PR #694, opened 2017-07-20
Fixes a bug with cacheFirst handler + maxAgeSeconds + CORS request

### LINKED ISSUE #691: Issue with cacheFirst + maxAgeSeconds for CORS resource
**Library Affected**:
*workbox-cache-expiration*

**Browser & Platform**:
Chrome, and others

@pbakaus reported an issue in which a route for a CORS resource that uses `cacheFirst` + `maxAgeSeconds` isn't behaving like it should. The configuration is https://github.com/ampproject/amp-publisher-sample/blob/master/amp-pwa-reader/src/sw.js#L18, and a live example is at https://amp.cards/

From what I can tell, the original response is reused indefinitely, instead of expiring after 5 minutes have passed.

jeffposnick:
R: @addyosmani @gauntface
CC: @pbakaus

Fixes #691

This fixes a bug that would prevent a response used in a cache-first handler from properly triggering `maxAgeSeconds`-based expiration iff that response lacked a `Date:` header. A CORS-response without the `Date:` header specifically whitelisted via [`Access-Control-Expose-Headers`](https://developer.mozilla.org/en-US/docs/Web/HTTP/Access_control_CORS#Access-Control-Expose-Headers) could trigger this scenario, as @pbakaus encountered.

This also changes the method signature of the `cacheWillMatch` lifecycle callback to be `async` (i.e. return a `Promise`), since we now want to wait for it to complete before returning a cached response to the client (to ensure that any expiration that's necessary gets performed). That should (arguably) be considered a breaking change, since `cacheWillMatch` is part of the public interface.

### DIFF
--- a/packages/workbox-cache-expiration/src/lib/cache-expiration.js
+++ b/packages/workbox-cache-expiration/src/lib/cache-expiration.js
@@ -161,11 +161,17 @@ class CacheExpiration {
         }
 
         const parsedDate = new Date(dateHeader);
+        const headerTime = parsedDate.getTime();
         // If the Date header was invalid for some reason, parsedDate.getTime()
-        // will return NaN, and the comparison will always be false. We want
-        // invalid dates to be treated as fresh. In order to ensure this
-        // behavior, we need to return the negation of this comparison.
-        return !((parsedDate.getTime() + (this.maxAgeSeconds * 1000)) < now);
+        // will return NaN. We want to treat that as a fresh response, since we
+        // assume fresh unless proven otherwise.
+        if (isNaN(headerTime)) {
+          return true;
+        }
+
+        // If we have a valid headerTime, then our response is fresh iff the
+        // headerTime plus maxAgeSeconds is greater than the current time.
+        return (headerTime + (this.maxAgeSeconds * 1000)) > now;
       } else {
         // TODO (jeffposnick): Change this method interface to be async, and
         // check for the IDB for the specific URL in order to determine
--- a/packages/workbox-cache-expiration/src/lib/cache-expiration.js
+++ b/packages/workbox-cache-expiration/src/lib/cache-expiration.js
@@ -131,21 +131,22 @@ class CacheExpiration {
    * be used.
    *
    * @param {Object} input
+   * @param {string} input.cacheName Name of the cache the responses belong to.
    * @param {Response} input.cachedResponse The `Response` object that's been
    *        read from a cache and whose freshness should be checked.
    * @param {Number} [input.now] A timestamp.
    *
    * Defaults to the current time.
-   * @return {boolean} Either `true` if the response is fresh, or `false` if the
-   * `Response` is older than `maxAgeSeconds` and should no longer be
-   * used.
+   * @return {Promise<boolean>} Either `true` if the response is fresh, or
+   * `false` if the `Response` is older than `maxAgeSeconds` and should no
+   * longer be used.
    *
    * @example
    * expirationPlugin.isResponseFresh({
    *   cachedResponse: responseFromCache
    * });
    */
-  isResponseFresh({cachedResponse, now} = {}) {
+  async isResponseFresh({cacheName, cachedResponse, now} = {}) {
     // Only bother checking for freshness if we have a valid response and if
     // maxAgeSeconds is set. Otherwise, skip the check and always return true.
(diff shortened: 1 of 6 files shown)


jeffposnick:
Actually, as an alternative to changing `cacheWillMatch` to be `async`, I could keep things as-is without affecting the real-world behavior for most scenarios. The downside is that it could introduce some flakiness into the new test and require longer timeouts to reduce the risk of that flakiness. That might be an acceptable trade-off, though.

packages/workbox-cache-expiration/src/lib/cache-expiration.js
```diff
@@ -165,6 +166,8 @@ class CacheExpiration {
           // Only return false if all the conditions are met.
           return false;
         }
+      } else {
+        this.expireEntries({cacheName, now});
```
gauntface: If there is no maxAgeSeconds, can we really regard the entry as fresh?

I'm just slightly confused at what this is solving.

jeffposnick: It's a little hard to line up the braces, but this `else` is associated with `if (dateHeader)`. I'll clarify in a comment what's going on.

gauntface: Shouldn't this return false?

packages/workbox-cache-expiration/src/lib/cache-expiration.js
```diff
@@ -159,15 +162,31 @@ class CacheExpiration {
 
         const parsedDate = new Date(dateHeader);
         // If the Date header was invalid for some reason, parsedDate.getTime()
-        // will return NaN, and the comparison will always be false. That means
-        // that an invalid date will be treated as if the response is fresh.
-        if ((parsedDate.getTime() + (this.maxAgeSeconds * 1000)) < now) {
-          // Only return false if all the conditions are met.
-          return false;
-        }
+        // will return NaN, and the comparison will always be false. We want
```
gauntface: Why not just check for NaN and treat as a special case? This negation is likely to cause confusion.

packages/workbox-cache-expiration/test/browser/end-to-end.js
```diff
@@ -37,4 +41,40 @@ describe(`End to End Test of Cache Expiration`, function() {
 
     expect(keys).to.have.length(EXPECTED_CACHE_SIZE);
   });
+
+  it(`should work properly when a cache-first strategy + maxAgeSeconds is used, and responses lack a Date header`, async function() {
+    // See the comment later about a source of potential flakiness.
+    this.retries(2);
```
gauntface: you should probably set the timeout of this test case to 5 or 6 with `this.timeout(6 * 1000);`

packages/workbox-cache-expiration/src/lib/cache-expiration.js
addyosmani: I found opting for the negation strategy here a little hard to parse. I'm similarly having trouble reasoning why we're not just special casing NaN per Matt's comment.

jeffposnick: Will switch.

jeffposnick:
PTAL.

packages/workbox-cache-expiration/src/lib/cache-expiration.js
```diff
@@ -161,11 +161,17 @@ class CacheExpiration {
...
-        // invalid dates to be treated as fresh. In order to ensure this
-        // behavior, we need to return the negation of this comparison.
-        return !((parsedDate.getTime() + (this.maxAgeSeconds * 1000)) < now);
+        // will return NaN. We want to treat that as a fresh response, since we
+        // assume fresh unless proven otherwise.
+        if (isNaN(headerTime)) {
+          return true;
+        }
+
+        // If we have a valid headerTime, then our response is fresh iff the
```
addyosmani: iff -> if

addyosmani:
Smallest nit in the world. LGTM otherwise.

packages/workbox-cache-expiration/src/lib/cache-expiration.js
jeffposnick: https://en.wikipedia.org/wiki/If_and_only_if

◆ Your instructions ◆
Exactly as given, repeat each line above.

◆ Output for this exercise ◆
PR #694, opened 2017-07-20
Fixes a bug with cacheFirst handler + maxAgeSeconds + CORS request

### LINKED ISSUE #691: Issue with cacheFirst + maxAgeSeconds for CORS resource
**Library Affected**:
*workbox-cache-expiration*

**Browser & Platform**:
Chrome, and others

@pbakaus reported an issue in which a route for a CORS resource that uses `cacheFirst` + `maxAgeSeconds` isn't behaving like it should. The configuration is https://github.com/ampproject/amp-publisher-sample/blob/master/amp-pwa-reader/src/sw.js#L18, and a live example is at https://amp.cards/

From what I can tell, the original response is reused indefinitely, instead of expiring after 5 minutes have passed.

jeffposnick:
R: @addyosmani @gauntface
CC: @pbakaus

Fixes #691

This fixes a bug that would prevent a response used in a cache-first handler from properly triggering `maxAgeSeconds`-based expiration iff that response lacked a `Date:` header. A CORS-response without the `Date:` header specifically whitelisted via [`Access-Control-Expose-Headers`](https://developer.mozilla.org/en-US/docs/Web/HTTP/Access_control_CORS#Access-Control-Expose-Headers) could trigger this scenario, as @pbakaus encountered.

This also changes the method signature of the `cacheWillMatch` lifecycle callback to be `async` (i.e. return a `Promise`), since we now want to wait for it to complete before returning a cached response to the client (to ensure that any expiration that's necessary gets performed). That should (arguably) be considered a breaking change, since `cacheWillMatch` is part of the public interface.

### DIFF
--- a/packages/workbox-cache-expiration/src/lib/cache-expiration.js
+++ b/packages/workbox-cache-expiration/src/lib/cache-expiration.js
@@ -161,11 +161,17 @@ class CacheExpiration {
         }
 
         const parsedDate = new Date(dateHeader);
+        const headerTime = parsedDate.getTime();
         // If the Date header was invalid for some reason, parsedDate.getTime()
-        // will return NaN, and the comparison will always be false. We want
-        // invalid dates to be treated as fresh. In order to ensure this
-        // behavior, we need to return the negation of this comparison.
-        return !((parsedDate.getTime() + (this.maxAgeSeconds * 1000)) < now);
+        // will return NaN. We want to treat that as a fresh response, since we
+        // assume fresh unless proven otherwise.
+        if (isNaN(headerTime)) {
+          return true;
+        }
+
+        // If we have a valid headerTime, then our response is fresh iff the
+        // headerTime plus maxAgeSeconds is greater than the current time.
+        return (headerTime + (this.maxAgeSeconds * 1000)) > now;
       } else {
         // TODO (jeffposnick): Change this method interface to be async, and
         // check for the IDB for the specific URL in order to determine
--- a/packages/workbox-cache-expiration/src/lib/cache-expiration.js
+++ b/packages/workbox-cache-expiration/src/lib/cache-expiration.js
@@ -131,21 +131,22 @@ class CacheExpiration {
    * be used.
    *
    * @param {Object} input
+   * @param {string} input.cacheName Name of the cache the responses belong to.
    * @param {Response} input.cachedResponse The `Response` object that's been
    *        read from a cache and whose freshness should be checked.
    * @param {Number} [input.now] A timestamp.
    *
    * Defaults to the current time.
-   * @return {boolean} Either `true` if the response is fresh, or `false` if the
-   * `Response` is older than `maxAgeSeconds` and should no longer be
-   * used.
+   * @return {Promise<boolean>} Either `true` if the response is fresh, or
+   * `false` if the `Response` is older than `maxAgeSeconds` and should no
+   * longer be used.
    *
    * @example
    * expirationPlugin.isResponseFresh({
    *   cachedResponse: responseFromCache
    * });
    */
-  isResponseFresh({cachedResponse, now} = {}) {
+  async isResponseFresh({cacheName, cachedResponse, now} = {}) {
     // Only bother checking for freshness if we have a valid response and if
     // maxAgeSeconds is set. Otherwise, skip the check and always return true.
(diff shortened: 1 of 6 files shown)


jeffposnick:
Actually, as an alternative to changing `cacheWillMatch` to be `async`, I could keep things as-is without affecting the real-world behavior for most scenarios. The downside is that it could introduce some flakiness into the new test and require longer timeouts to reduce the risk of that flakiness. That might be an acceptable trade-off, though.

packages/workbox-cache-expiration/src/lib/cache-expiration.js
```diff
@@ -165,6 +166,8 @@ class CacheExpiration {
           // Only return false if all the conditions are met.
           return false;
         }
+      } else {
+        this.expireEntries({cacheName, now});
```
gauntface: If there is no maxAgeSeconds, can we really regard the entry as fresh?

I'm just slightly confused at what this is solving.

jeffposnick: It's a little hard to line up the braces, but this `else` is associated with `if (dateHeader)`. I'll clarify in a comment what's going on.

gauntface: Shouldn't this return false?

packages/workbox-cache-expiration/src/lib/cache-expiration.js
```diff
@@ -159,15 +162,31 @@ class CacheExpiration {
 
         const parsedDate = new Date(dateHeader);
         // If the Date header was invalid for some reason, parsedDate.getTime()
-        // will return NaN, and the comparison will always be false. That means
-        // that an invalid date will be treated as if the response is fresh.
-        if ((parsedDate.getTime() + (this.maxAgeSeconds * 1000)) < now) {
-          // Only return false if all the conditions are met.
-          return false;
-        }
+        // will return NaN, and the comparison will always be false. We want
```
gauntface: Why not just check for NaN and treat as a special case? This negation is likely to cause confusion.

packages/workbox-cache-expiration/test/browser/end-to-end.js
```diff
@@ -37,4 +41,40 @@ describe(`End to End Test of Cache Expiration`, function() {
 
     expect(keys).to.have.length(EXPECTED_CACHE_SIZE);
   });
+
+  it(`should work properly when a cache-first strategy + maxAgeSeconds is used, and responses lack a Date header`, async function() {
+    // See the comment later about a source of potential flakiness.
+    this.retries(2);
```
gauntface: you should probably set the timeout of this test case to 5 or 6 with `this.timeout(6 * 1000);`

packages/workbox-cache-expiration/src/lib/cache-expiration.js
addyosmani: I found opting for the negation strategy here a little hard to parse. I'm similarly having trouble reasoning why we're not just special casing NaN per Matt's comment.

jeffposnick: Will switch.

jeffposnick:
PTAL.

packages/workbox-cache-expiration/src/lib/cache-expiration.js
```diff
@@ -161,11 +161,17 @@ class CacheExpiration {
...
-        // invalid dates to be treated as fresh. In order to ensure this
-        // behavior, we need to return the negation of this comparison.
-        return !((parsedDate.getTime() + (this.maxAgeSeconds * 1000)) < now);
+        // will return NaN. We want to treat that as a fresh response, since we
+        // assume fresh unless proven otherwise.
+        if (isNaN(headerTime)) {
+          return true;
+        }
+
+        // If we have a valid headerTime, then our response is fresh iff the
```
addyosmani: iff -> if

addyosmani:
Smallest nit in the world. LGTM otherwise.

packages/workbox-cache-expiration/src/lib/cache-expiration.js
jeffposnick: https://en.wikipedia.org/wiki/If_and_only_if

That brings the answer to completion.